=== Begin Enclosure ===

PR #16881, opened 2022-12-01
Prevent Space Heaters and Electrolyzers from operating indefinitely

Firewolf34:
image image

I noticed that the Space Heater sprite seemed to change even when the cell was depleted. I was even more surprised to find it continued to actually heat and cool without any charge. With some research I found that this is because it will operate as long as the charge is > 0. It never reaches 0 in practical use however because `cell.use()` simply returns false if you try to pull more joules than it has stored, instead of dropping to 0. This allows the machine to continue to operate indefinitely at the bottom of it's battery charge. Since in my research the Electrolyzer appears to be based off of the Space Heater code, I fixed that one as well. 

There were some minor improvements to the code - these devices automatically shut off when they run out of charge instead of having the appearance of running and yet not doing anything. And finally, JavaScript UI has been adjusted to not allow you to turn on these machines if their charge is < 0.5 (an artifact of rounding arithmetic).

Recommend checking diffs with whitespace ignored, as I changed indentation of a block.

### Testing
Tested against 2f1642e8df2035d0f2c7cc47a2f62e850177a288
Electrolyzer and Space Heater both tested at extreme ranges of cell charge level, with 3 different cell types (including yellow slime core) and also UI tested to work when depleted and when at full charge. Tested at Tier 4 and Tier 1 upgrade levels.

# Changelog

:cl:  
bugfix: Space Heaters and Electrolyzers now obey the laws of thermodynamics.
/:cl:

### DIFF
--- a/code/game/machinery/spaceheater.dm
+++ b/code/game/machinery/spaceheater.dm
@@ -58,7 +58,7 @@
 
 /obj/machinery/space_heater/update_icon()
 	if(on)
-		icon_state = "sheater-[mode]"
+		icon_state = "sheater-[on ? "[mode]" : "off"]"
 	else
 		icon_state = "sheater-off"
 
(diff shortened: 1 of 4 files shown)


code/game/machinery/spaceheater.dm
```diff
@@ -58,7 +58,7 @@
 
 /obj/machinery/space_heater/update_icon()
 	if(on)
-		icon_state = "sheater-[mode]"
+		icon_state = "sheater-[on ? "[mode]" : "off"]"
```
Moltijoe, line 61: i appreciate this change, but why still have the if/else then?

Simplehorror:
nice, will probably try to buff space heaters since they're useless

ShoziOffical:
I honestly hate electrolyzer and space heater using cell, make it uses apc power when it's wrenched down

ShoziOffical:
> nice, will probably try to buff space heaters since they're useless

Not really tho, but yeah sure

ShoziOffical:
Run .\tgui\bin\tgui --fix
then push again

Rdrazga:
> I honestly hate electrolyzer and space heater using cell, make it uses apc power when it's wrenched down

Or at the very least it would be nice even if they didn't draw from APC power they drew from cables they are wrenched on. Either would be good.

ShoziOffical:
> > I honestly hate electrolyzer and space heater using cell, make it uses apc power when it's wrenched down
> 
> Or at the very least it would be nice even if they didn't draw from APC power they drew from cables they are wrenched on. Either would be good.

Well using apc power will require less coding and more convenient

Firewolf34:
>buff space heater

So I actually thought about doing that with this PR, as they do kind of suck right now. 

 The way it works is, the Space Heater is limited by its initial `heatingPower`. It is allowed to use that many joules of energy to heat/cool per process call. This limits it to +/- 20°K delta max per process call, and 2 cell units of power consumption at stock efficiency assuming 2000J heat capacity available on tile. 

 Note the heat capacity rating, the space heater is reliant on the air within its tile to have a significant amount of heat capacity to do work. The amount of work that it does is directly translated into electrical power draw. Assuming that the amount of heat capacity for a cubic meter of air in SS13 at standard temperature and pressure is 2000J then it can max move 100K of heat per process tick, if it's not otherwise limited by it's `heatingPower` (best possible scenario).

 So really, it uses only a little energy... when you consider that the standard battery has 2,500 units, it's really not an unreasonable amount of electrical draw. The real issue seems that it can't usually acquire enough molar volume of gas to be able to have a high heat capacity and do work. 

 The issue is not that it runs out of energy too fast, the issue is that it doesn't operate on a large enough area. Working on a single tile would be fine, if it wasn't for the fact that the atmos system updates very slowly when it comes to heat propagation. Heat seems to only spread out like once per second or so. When it does cool atmo down, it only cools the tiles directly surrounding it. it takes a long time for a whole room to be cleared this way. 

 The easiest way you can buff it is to increase its heat capacity ranks for all upgrade tiers. The starting one is 40,000. You could maybe upgrade it to 75,000. But at tier 4 it's already pretty much maxing out the heat capacity of standard air. You could also improve its `efficiency` tiers, but I don't think power is the bottleneck. 

 If power was an issue, you wouldn't have even been able to notice it before. They operated with infinite power for the last half decade or so. That's what this PR sets out to fix after all. 

 And hey, it gives power cells a use. 

 **In my opinion we need to have a larger "Industrial Space Heater"**, kind of like the way we have a full tile Scrubber. This large fulltile Space Heater should be wrenchable on cable. And it should operate over a 3X3 area, giving it *9x heat capacity by default,* even without buffs!

 Then we place one of those suckers in the toxins gas storage area and in atmosia... And people that use those everyday can use the one that's wrenchable on cable tile and not have to screw with batteries.

Firewolf34:
As for the electrolyzer, *it should be modified to start with a power cell*

 Putting in the power cell into the electrolyzer is one of the un-fun rituals that a toxins scientist has to go through every shift.

ShoziOffical:
@Firewolf34 
[SpaceHeater.zip](https://github.com/yogstation13/Yogstation/files/10129414/SpaceHeater.zip)

this should fix ur lints

Firewolf34:
Thank you @warface1234455 I will take a look tomorrow at fixing the linter :) 
(on mobile rn)

ShoziOffical:
> Thank you @warface1234455 I will take a look tomorrow at fixing the linter :) (on mobile rn)

bless

ReddicusDragon (changes requested):
Code looks good. Fix lints then it'll be an approve from me.

Firewolf34:
Lint removed
image

Moltijoe (approved):

code/game/machinery/spaceheater.dm
ShoziOffical: bleh

Firewolf34: 2 reasons: Because the heater would look like it's working when it was off for at least one cycle after its battery depletes. Because its what the electrolyzer does already, so I followed the lead of that JS file

PR #16882, opened 2022-12-01
legcuffs can now be cut like handcuffs

TheRyeGuyWhoWillNowDie:
pretty strange how you can cut handcuffs with a jaws of life/wirecutters, but you can't do the same with legcuffs

Wirecutters can cut energy bolas (hard light is fragile) and regular bolas (they're literally made out of cable coil)

Jaws of Life can cut the same and every thing else, most notably including beartraps which took 30 fucking seconds to remove on top of causing guaranteed wounding if you got hit by one

also im sick of the bola meta because 1 click ranged wins are not funny

# Changelog

:cl:  
tweak: legcuffs can now be cut with wirecutters or jaws of life
/:cl:

### DIFF
--- a/code/game/objects/items/tools/wirecutters.dm
+++ b/code/game/objects/items/tools/wirecutters.dm
@@ -60,6 +60,11 @@
 		if(do_after(user, 1.5 SECONDS, C))
 			to_chat(C, span_notice("You succesfuly remove the durathread strand."))
 			C.remove_status_effect(STATUS_EFFECT_CHOKINGSTRAND)
+	else if(istype(C) && C.legcuffed && (C.legcuffed.type == /obj/item/restraints/legcuffs/bola || istype(C.legcuffed, /obj/item/restraints/legcuffs/beartrap/energy)))
+		user.visible_message(span_notice("[user] cuts [C]'s restraints with [src]!"))
+		qdel(C.legcuffed)
+		C.legcuffed = null
+		return	
 	else if(!(user.a_intent == INTENT_HARM) && attempt_initiate_surgery(src, C, user))
 		return
 	else
--- a/yogstation/code/game/objects/items/tools.dm
+++ b/yogstation/code/game/objects/items/tools.dm
@@ -46,6 +46,11 @@
 			user.visible_message(span_notice("[user] cuts [C]'s restraints with [src]!"))
 			qdel(C.handcuffed)
 			return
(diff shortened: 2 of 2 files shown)


Moltijoe:
will this let people cut their own legcuffs instantly?
it doesn't matter for handcuffs because they can't actually hold wirecutters or jaws of life while handcuffed

TheRyeGuyWhoWillNowDie:
> will this let people cut their own legcuffs instantly?

Yes

Moltijoe:
> Yes

i don't like the implications that people will carry wirecutters around just for when they deal with bolas
at least adding a 1-2 second delay might be proper

TheRyeGuyWhoWillNowDie:
and i dont like the implication that you can instantly slap someone with a 7x slowdown and immobilize them for a few seconds from across the screen, but it's w/e

Also if there was a delay this mechanic would be pointless since bolas are removed in like 3 seconds

RG4ORDR:
Would you consider arm-implants being able to rip apart handcuffs to be a valid?
A bit silly when someone has these blades capable of rending specialized armor being unable to bust hand-cuffs. Course the con is that if you do that then security is just going to lethal you at that point.

Likewise ANY ENERGY BASED MELEE WEAPON - Sword,Axe,Dagger,Katana would they get such benefits as well. Literally lightsabers.

Annoying-plant:
> Would you consider arm-implants being able to rip apart handcuffs to be a valid? A bit silly when someone has these blades capable of rending specialized armor being unable to bust hand-cuffs. Course the con is that if you do that then security is just going to lethal you at that point.
> 
> Likewise ANY ENERGY BASED MELEE WEAPON - Sword,Axe,Dagger,Katana would they get such benefits as well. Literally lightsabers.

there us an implant to break cuffs for syndies already its pretty good and cheap too like 3TC I believe

ReddicusDragon:
bad pr, make it so freedom implant breaks legcuffs too

TheRyeGuyWhoWillNowDie:
They do, but shockingly, there's more than one type of antagonist, and they can't get freedom implants.

UltraBigRat:
should also make cuffshoes escapable, instead of an unremovable bola.

Moltijoe (approved):
code's good, need someone to actually decide on balance

Bibby0110 (approved):

PR #16883, opened 2022-12-01
Gives leg implants an emp effect

Moltijoe:
Somehow i forgot the most important part of implants
getting fucked by emps

when hit by an emp you will take 5 brute and 10 stam in that leg (essentially 10 and 20 since you always have two)
there is a 50% chance for it to disable your leg for 5 seconds
if your leg was disabled, there is a further 20% chance for it to deal 20 brute and break your leg

:cl:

=== End Enclosure ===

Every line from the one containing "i don't like" to the end of the material above must be written out exactly. Nothing else is wanted.

i don't like the implications that people will carry wirecutters around just for when they deal with bolas
at least adding a 1-2 second delay might be proper

TheRyeGuyWhoWillNowDie:
and i dont like the implication that you can instantly slap someone with a 7x slowdown and immobilize them for a few seconds from across the screen, but it's w/e

Also if there was a delay this mechanic would be pointless since bolas are removed in like 3 seconds

RG4ORDR:
Would you consider arm-implants being able to rip apart handcuffs to be a valid?
A bit silly when someone has these blades capable of rending specialized armor being unable to bust hand-cuffs. Course the con is that if you do that then security is just going to lethal you at that point.

Likewise ANY ENERGY BASED MELEE WEAPON - Sword,Axe,Dagger,Katana would they get such benefits as well. Literally lightsabers.

Annoying-plant:
> Would you consider arm-implants being able to rip apart handcuffs to be a valid? A bit silly when someone has these blades capable of rending specialized armor being unable to bust hand-cuffs. Course the con is that if you do that then security is just going to lethal you at that point.
> 
> Likewise ANY ENERGY BASED MELEE WEAPON - Sword,Axe,Dagger,Katana would they get such benefits as well. Literally lightsabers.

there us an implant to break cuffs for syndies already its pretty good and cheap too like 3TC I believe

ReddicusDragon:
bad pr, make it so freedom implant breaks legcuffs too

TheRyeGuyWhoWillNowDie:
They do, but shockingly, there's more than one type of antagonist, and they can't get freedom implants.

UltraBigRat:
should also make cuffshoes escapable, instead of an unremovable bola.

Moltijoe (approved):
code's good, need someone to actually decide on balance

Bibby0110 (approved):

PR #16883, opened 2022-12-01
Gives leg implants an emp effect

Moltijoe:
Somehow i forgot the most important part of implants
getting fucked by emps

when hit by an emp you will take 5 brute and 10 stam in that leg (essentially 10 and 20 since you always have two)
there is a 50% chance for it to disable your leg for 5 seconds
if your leg was disabled, there is a further 20% chance for it to deal 20 brute and break your leg

:cl:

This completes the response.